Chiamaka Adebayo es prefecta mayor por cuarto año consecutivo y no considera que sea suerte, sino método. Saca sobresalientes, presidE clubes, habla varios idiomas y tiene un plan trazado hasta Yale. Entiende el instituto como un reino sin línea de sucesión, donde la corona se conquista y se defiende, y mantiene un círculo pequeño y calculado —Ruby, hija de senador y experta en pullas que parecen inofensivas; Ava, la única sinceramente agradable— porque cuanto menos sabe la gente de ti, más interés despiertas. Su punto ciego tiene nombre: Jamie Fitzjohn, su mejor amigo, heredero de una fortuna y de un futuro ya escrito, capaz de desarmarla con un gesto delante de todo el pasillo.

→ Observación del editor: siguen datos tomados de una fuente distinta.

PR #425, opened 2020-05-03
Image search

Powersource:

I added a page for searching for images, like patchbay has :D 

image

---

Possible downsides (I don't think they're that bad tho):

So there's another sidebar item now which you maybe don't want. But I think this could maybe with not too much work be integrated into the regular search page (in another PR), removing this sidebar entry again.

There's just a few bugs, like it tries to render things that aren't images as well. But I think it works good-enough-for-now now and could be polished up more in the future.

And it needs another plugin for the server, `ssb-meme`. I'll submit the PR for that in a minute.

---

todo:
* [x] Move strings to i18n file
* [x] Merge that flotilla PR https://github.com/fraction/flotilla/pull/1
* [x] Make oasis use the latest version of flotilla


Powersource:
Here's the ssb-meme PR, gonna have to upgrade oasis to flotilla 5.0.1 first though https://github.com/fraction/flotilla/pull/1

Powersource:
ohh yeah just remembered that I want to add embed code just underneath the pictures so you can easily embed them. but can add that in another PR

christianbundy:
Nice! I just opened https://github.com/fraction/oasis/pull/427 which should upgrade us to the latest Flotilla and help with merge conflicts.

cinnamon-bun:
Awesome!

> I want to add embed code just underneath the pictures so you can easily embed them. but can add that in another PR

There are some SSB ecosystem impacts that could be mitigated with some small changes:

People can feel bad if images from their posts get reused elsewhere without attribution or understanding of the original context.  Examples:
* Art reposted without attribution
* A famous person reposting someone's personal photos to a large audience when they were originally intended for a smaller audience, etc.

Mitigations:
* Each image in the grid could link back to the first post that used it?  Can we do that query?
* Above the image grid, add some text "Please look at the original post to see if the author is OK with reposting their image"
* When copy-pasting the blob address, also include an attribution markdown link that will end up getting pasted into the new post.  The user might choose to remove that link before publishing, but it would set a cultural norm around attribution.

Personally I feel mixed about image search - it's really great for Totoro gifs and memes which make the space feel more colorful and welcoming.  But it also can let my photos go viral to a much larger audience than I thought I had, beyond the people who are following me, without my knowledge or consent.  That makes SSB feel less safe and cozy.

Open source culture is all about remixing stuff, but other cultures have strong feelings about reposting other peoples' content for reasons of attribution, privacy, or to maintain a "feeling of control" over their work and the context it's used in.

Anyway let's try it and see what happens?  I'm not aware of this problem happening yet from patchbay's image search though it has been an issue with content from the regular web being reposted into SSB (see `%cTcw+4MRs1xkGBok2mg35m/AR9z6mxzSxBx18s2RICo=.sha256`)

cinnamon-bun:
How does this interact with blobs in private messages?

Powersource:
> Each image in the grid could link back to the first post that used it? Can we do that query?

Due to the way blobs work it's not provable who uploaded the blob initially, and without some major causality math (using links between feeds to figure out who posted when) I don't think we could even make a very good guess. A good improvement though would be to list *all* uses of a blob. ssb-meme is giving us some uses that we don't show and that would be easy to change https://github.com/fraction/oasis/pull/425/files#diff-742340a98a2219160a3a98fd3a615335R1052 , it would take a bit more effort to show *all* uses of a blob but we could do that.

> Above the image grid, add some text "Please look at the original post to see if the author is OK with reposting their image"

Good idea, will (hopefully remember to) do this when I/someone adds the embed stuff in another PR. (right now in oasis it's pretty hard I think to copy an image from one post to another)

> When copy-pasting the blob address, also include an attribution markdown link that will end up getting pasted into the new post. The user might choose to remove that link before publishing, but it would set a cultural norm around attribution.

Maybe personal preference but I'd prefer if the client made use-finding easier in an automatic way, for instance like patchwork has `right-click image -> show references`.

> How does this interact with blobs in private messages?

Depends on how ssb-meme [works](https://github.com/ssbc/ssb-meme/blob/master/index.js). I'm not good at FlumeView stuff ([flumeview-search](https://github.com/flumedb/flumeview-search) in this case) but my bad guess is that they're not included. Do you have a worry?

package.json
```diff
@@ -22,7 +22,7 @@
   },
   "dependencies": {
     "@fraction/base16-css": "^1.1.0",
-    "@fraction/flotilla": "^4.0.1",
+    "@fraction/flotilla": "github:Powersource/flotilla#add-meme-2",
```
Powersource, line 25: todo: use semver again once this is merged

christianbundy: just published as 5.2.0 :boom:

cinnamon-bun:
> Due to the way blobs work it's not provable who uploaded the blob initially, and without some major causality math (using links between feeds to figure out who posted when) I don't think we could even make a very good guess. 

Ah, you're right!  And without that, the rest of my ideas make less sense.

Maybe we could... only show images that were used in more than one post?  That would at least reduce the personal images that show up.

It doesn't look like ssb-meme tracks that usage number right now though.  This could be a future enhancement.

---

> Maybe personal preference but I'd prefer if the client made use-finding easier in an automatic way, for instance like patchwork has right-click image -> show references.

That'd be nice!  We can't change the right-click menu but could do this:
* User sees an image they want
* Right click --> copy URL using native browser menu, get an url like `http://localhost:3000/blob/%26ByhS...`
* Compose a markdown message referencing the image
* When we're about to post it, detect the Oasis format blob URL and convert it into a plain old blob reference

We should probably do the same detection and replacement of other Oasis URL formats (message and user pages)

Powersource:
Should be ready for merging now!

sbillig:
This is awesome, @Powersource. Looks and works great.

christianbundy:
WOOP WOOP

Devon Richards es el otro extremo del mismo pasillo. Vive en un barrio que nadie más de Niveus pisa, lleva deportivas gastadas y una chaqueta con hilos sueltos, y solo se siente en casa en el aula de Música, donde compone frente a un teclado que no puede tener en su propia casa. Prepara la audición para Juilliard con la ayuda del único profesor que lo ve, cuida de no ser una carga para su madre y guarda un deseo que le duele en silencio: el recuerdo de dos chicos bailando abrazados en el baile de fin de curso, seguros, y de sí mismo mirándolos desde las gradas sin poder aspirar a eso. Su nombramiento como prefecto le parece un error administrativo o, en el mejor de los casos, la señal de que este curso será distinto.

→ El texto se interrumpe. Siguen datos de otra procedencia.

PR #427, opened 2020-05-04
Upgrade Flotilla and SSB-CONN, remove auto-stage

christianbundy:
Problem: The auto-stage code was a horrible hack that may be causeing an
OOM bug if too many peers are staged too quickly.

Solution: Since SSB-CONN now supports a variable number of connection
hops, we can remove the auto-stage hack and use the default scheduler
instead of trying to staple on our own hacky scheduler fix.


src/ssb.js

Lo será, aunque no como esperaban. Cuando aparece un naipe con una pica en la pantalla del auditorio, todos lo toman por un fallo técnico. Poco después, una fotografía circula por los móviles del instituto y Devon descubre que el aviso iba dirigido a él. A partir de ahí, As de Picas administra la revelación como un goteo: mensajes anónimos a todo el alumnado, secretos escogidos con un conocimiento demasiado íntimo y una puntería que apunta, precisamente, a lo que cada uno tiene más que perder —la beca y la audición de él, la reputación y el expediente de ella.

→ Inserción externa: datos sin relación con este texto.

PR #436, opened 2020-05-12
Adds view specific titles

### LINKED ISSUE #55: <title> of page is always just "Oasis" -- maybe include thread title
**What's the problem you want to solved?**
I like to open lots of Oasis tabs, and also bookmark them for later.  But they all have the same page title, "Oasis".

For message or thread views, put the title of the message/thread in the <title>.

Extracting the message title isn't easy, but maybe:
1. If there's any markdown headlines, use the first one of those
2. Otherwise remove markdown image references in case the message starts with an image, then use the first line of text

nickwynja:

Closed #55 by adding view specific `<title>`. 

Uses `i18n` translation or non-language specific attributes like author name or snippet. Instead of implementing any new `ssb-markdown` functionality as mentioned in the issue, I just used the existing `postSnippet()` function that's used in subtopic previews to get a snippet of the message content.

I would welcome any feedback on implementation or by happy to make any desire changes.

### DIFF
--- a/src/views/i18n.js
+++ b/src/views/i18n.js
@@ -165,10 +165,12 @@ const i18n = {
       " commented on ",
       a({ href: parentUrl }, " thread"),
     ],
+    commentTitle: ({ authorName }) => [`Comment on @${authorName}'s message`],
     subtopicDescription: ({ parentUrl }) => [
       " created a subtopic from ",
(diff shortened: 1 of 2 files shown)


christianbundy:
Oh this is a great improvement, thank you!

Estructurada en tres partes —«La torre de marfil», «La equis marca el lugar» y «Votos o balas»— y narrada en capítulos que alternan las voces de Devon y Chiamaka hasta un epílogo a dos, la novela avanza al ritmo de un thriller de instituto: cada capítulo aprieta un poco más el cerco y obliga a dos personas que nunca se habrían hablado a mirarse como única salida. Bajo la mecánica del anónimo late lo que de verdad sostiene el libro: el clasismo cotidiano de las becas y los apellidos, el racismo que convierte la excepción en objetivo, el armario como forma de supervivencia y la sospecha de que la crueldad de Niveus no es un accidente de sus alumnos, sino algo que la institución conoce mejor de lo que admite. Una lectura de suspense adolescente con filo social, para quien busque intriga con algo más que un culpable al final.